About this exercise —
Restate each entry below without changing a word.

[Stored data entries]
---

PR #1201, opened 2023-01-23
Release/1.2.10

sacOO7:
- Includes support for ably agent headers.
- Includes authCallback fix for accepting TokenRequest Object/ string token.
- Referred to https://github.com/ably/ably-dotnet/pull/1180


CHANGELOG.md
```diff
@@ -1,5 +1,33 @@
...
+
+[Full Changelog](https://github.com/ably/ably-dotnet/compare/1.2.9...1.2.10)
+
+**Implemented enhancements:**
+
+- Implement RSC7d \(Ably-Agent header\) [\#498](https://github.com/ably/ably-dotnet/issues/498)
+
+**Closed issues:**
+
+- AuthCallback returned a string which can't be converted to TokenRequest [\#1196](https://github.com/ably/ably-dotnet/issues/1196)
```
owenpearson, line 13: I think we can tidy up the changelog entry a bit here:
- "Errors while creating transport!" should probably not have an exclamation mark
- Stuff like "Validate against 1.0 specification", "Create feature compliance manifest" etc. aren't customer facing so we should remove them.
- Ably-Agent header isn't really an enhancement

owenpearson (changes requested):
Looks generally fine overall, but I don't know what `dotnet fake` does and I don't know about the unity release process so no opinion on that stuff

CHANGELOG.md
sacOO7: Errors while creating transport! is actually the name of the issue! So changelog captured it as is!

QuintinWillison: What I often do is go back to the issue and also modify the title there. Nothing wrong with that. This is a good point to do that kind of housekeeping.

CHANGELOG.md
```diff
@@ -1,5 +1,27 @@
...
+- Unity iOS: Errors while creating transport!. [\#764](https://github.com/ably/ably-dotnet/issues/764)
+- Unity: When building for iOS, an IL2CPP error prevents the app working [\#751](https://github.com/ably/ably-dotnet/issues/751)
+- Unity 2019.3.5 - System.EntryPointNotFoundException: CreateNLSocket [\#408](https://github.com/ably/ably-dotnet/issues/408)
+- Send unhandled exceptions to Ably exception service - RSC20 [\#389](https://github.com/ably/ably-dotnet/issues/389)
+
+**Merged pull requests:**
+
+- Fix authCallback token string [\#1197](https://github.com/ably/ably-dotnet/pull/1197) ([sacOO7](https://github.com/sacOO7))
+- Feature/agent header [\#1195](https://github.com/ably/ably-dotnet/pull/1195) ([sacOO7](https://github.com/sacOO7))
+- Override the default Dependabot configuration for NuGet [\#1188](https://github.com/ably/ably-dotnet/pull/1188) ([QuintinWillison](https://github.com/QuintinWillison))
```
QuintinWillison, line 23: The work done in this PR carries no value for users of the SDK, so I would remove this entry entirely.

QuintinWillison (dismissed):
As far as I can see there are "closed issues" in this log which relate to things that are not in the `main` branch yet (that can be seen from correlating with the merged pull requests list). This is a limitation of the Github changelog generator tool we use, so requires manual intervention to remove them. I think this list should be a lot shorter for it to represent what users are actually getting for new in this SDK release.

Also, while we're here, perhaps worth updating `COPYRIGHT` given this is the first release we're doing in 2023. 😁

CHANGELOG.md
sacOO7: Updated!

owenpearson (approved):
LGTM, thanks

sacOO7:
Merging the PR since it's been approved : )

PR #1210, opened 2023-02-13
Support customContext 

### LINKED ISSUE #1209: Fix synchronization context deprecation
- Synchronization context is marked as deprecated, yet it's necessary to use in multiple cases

---

Solution to this exercise —
PR #1201, opened 2023-01-23
Release/1.2.10

sacOO7:
- Includes support for ably agent headers.
- Includes authCallback fix for accepting TokenRequest Object/ string token.
- Referred to https://github.com/ably/ably-dotnet/pull/1180


CHANGELOG.md
```diff
@@ -1,5 +1,33 @@
...
+
+[Full Changelog](https://github.com/ably/ably-dotnet/compare/1.2.9...1.2.10)
+
+**Implemented enhancements:**
+
+- Implement RSC7d \(Ably-Agent header\) [\#498](https://github.com/ably/ably-dotnet/issues/498)
+
+**Closed issues:**
+
+- AuthCallback returned a string which can't be converted to TokenRequest [\#1196](https://github.com/ably/ably-dotnet/issues/1196)
```
owenpearson, line 13: I think we can tidy up the changelog entry a bit here:
- "Errors while creating transport!" should probably not have an exclamation mark
- Stuff like "Validate against 1.0 specification", "Create feature compliance manifest" etc. aren't customer facing so we should remove them.
- Ably-Agent header isn't really an enhancement

owenpearson (changes requested):
Looks generally fine overall, but I don't know what `dotnet fake` does and I don't know about the unity release process so no opinion on that stuff

CHANGELOG.md
sacOO7: Errors while creating transport! is actually the name of the issue! So changelog captured it as is!

QuintinWillison: What I often do is go back to the issue and also modify the title there. Nothing wrong with that. This is a good point to do that kind of housekeeping.

CHANGELOG.md
```diff
@@ -1,5 +1,27 @@
...
+- Unity iOS: Errors while creating transport!. [\#764](https://github.com/ably/ably-dotnet/issues/764)
+- Unity: When building for iOS, an IL2CPP error prevents the app working [\#751](https://github.com/ably/ably-dotnet/issues/751)
+- Unity 2019.3.5 - System.EntryPointNotFoundException: CreateNLSocket [\#408](https://github.com/ably/ably-dotnet/issues/408)
+- Send unhandled exceptions to Ably exception service - RSC20 [\#389](https://github.com/ably/ably-dotnet/issues/389)
+
+**Merged pull requests:**
+
+- Fix authCallback token string [\#1197](https://github.com/ably/ably-dotnet/pull/1197) ([sacOO7](https://github.com/sacOO7))
+- Feature/agent header [\#1195](https://github.com/ably/ably-dotnet/pull/1195) ([sacOO7](https://github.com/sacOO7))
+- Override the default Dependabot configuration for NuGet [\#1188](https://github.com/ably/ably-dotnet/pull/1188) ([QuintinWillison](https://github.com/QuintinWillison))
```
QuintinWillison, line 23: The work done in this PR carries no value for users of the SDK, so I would remove this entry entirely.

QuintinWillison (dismissed):
As far as I can see there are "closed issues" in this log which relate to things that are not in the `main` branch yet (that can be seen from correlating with the merged pull requests list). This is a limitation of the Github changelog generator tool we use, so requires manual intervention to remove them. I think this list should be a lot shorter for it to represent what users are actually getting for new in this SDK release.

Also, while we're here, perhaps worth updating `COPYRIGHT` given this is the first release we're doing in 2023. 😁

CHANGELOG.md
sacOO7: Updated!

owenpearson (approved):
LGTM, thanks

sacOO7:
Merging the PR since it's been approved : )

PR #1210, opened 2023-02-13
Support customContext 

### LINKED ISSUE #1209: Fix synchronization context deprecation
- Synchronization context is marked as deprecated, yet it's necessary to use in multiple cases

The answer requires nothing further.